Welche Hunde dürfen nicht nach England?
Pit Bull Terrier, Japanese Tosa, Dogo Argentino, Fila Brasileiro und XL Bully sind in England und Wales verboten. Wichtig dabei: Ob ein Hund als verbotener Typ gilt, richtet sich laut GOV.UK danach, wie er aussieht, nicht nach der Rasse in den Papieren. Ein deutscher Mischlingsnachweis schützt nicht vor der Einstufung.

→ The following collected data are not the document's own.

PR #38, opened 2019-01-30
Correct a typo

3abc:


Saizan:
Thanks for the pull request, but it is actually not a typo, `IsOne` does not support `transp` so it's relegated into `Setω` (at least until we have a better universe for it).

https://agda.readthedocs.io/en/latest/language/universe-levels.html#expressions-of-kind-set

3abc:
@Saizan Did I misunderstand? The current code says in comment `IsOne : I -> Set` and I think what is correct is `IsOne : I -> Setω`. That's why I want to correct the typo. (I want to ω in instead of removing it.)

Saizan:
@3abc oh you're right, i read the diff wrong!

Wann muss die Bandwurmbehandlung gemacht werden?
Frühestens 120 Std. und spätestens 24 Std. vor der Ankunft in Großbritannien. Ein Tierarzt muss sie im Heimtierausweis eintragen. Das ist der Termin, den Sie beim Planen am leichtesten übersehen, denn er liegt zwischen einem und fünf Tagen vor der Abfahrt.
Darf der Hund mit dem Eurostar nach London?
Nein. Auf den Strecken nach und von London sind nur eingetragene Assistenzhunde erlaubt. Der Grund steht im Staatsvertrag über den Kanaltunnel: Tiere dürfen den Tunnel nur als Assistenzhund im Personenzug oder im Fahrzeug auf dem Shuttle passieren. Mit Hund brauchen Sie also ein Auto.
Was kostet der Hund im Eurotunnel?
£22 pro Tier und Richtung. Bis zu fünf Tiere pro Fahrzeug sind möglich. Der Hund bleibt die rund 35 Min. bei Ihnen im Auto, es gibt keinen Zwinger und kein Tierdeck. Vor der Abfahrt melden Sie ihn an der Pet Reception an, die rund um die Uhr geöffnet ist.
Muss der Hund für die Rückreise nach Deutschland noch einmal zum Tierarzt?
Nein. Für die Rückreise genügt der EU-Heimtierausweis mit der gültigen Tollwutimpfung. Eine zweite Bandwurmbehandlung ist für Deutschland nicht vorgeschrieben, die verlangt nur Großbritannien für die Hinreise.
Sind Hunde in Cornwall am Strand verboten?
Nur zeitweise, und die Regel wird oft verkürzt wiedergegeben. An den meisten Stränden gilt das Verbot vom 1. Juli bis 31. August, an den Blue-Flag-Stränden vom 15. Mai bis 30. September, und zwar jeweils nur zwischen 10 und 18 Uhr. Vor 10 und nach 18 Uhr darf der Hund auch im August an den Strand.